Segment Start: Dataset records
PR #422, opened 2022-07-27
Add `.well-known` location work with proxy enabled sites

iliajie:
Add `.well-known` location work with proxy enabled sites


jcameron:
How will this behave for domains that already have `ProxyPass /.well-known/acme-challenge/ !` ?

iliajie:
Those are meant to be added only on initial setup.

iliajie:
.. therefore it makes no difference.

jcameron:
Thanks for the patch!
Segment End: Dataset records
Your reply should consist of all the records, restated exactly.

> [Result of the task]:
PR #422, opened 2022-07-27
Add `.well-known` location work with proxy enabled sites

iliajie:
Add `.well-known` location work with proxy enabled sites


jcameron:
How will this behave for domains that already have `ProxyPass /.well-known/acme-challenge/ !` ?

iliajie:
Those are meant to be added only on initial setup.

iliajie:
.. therefore it makes no difference.

jcameron:
Thanks for the patch!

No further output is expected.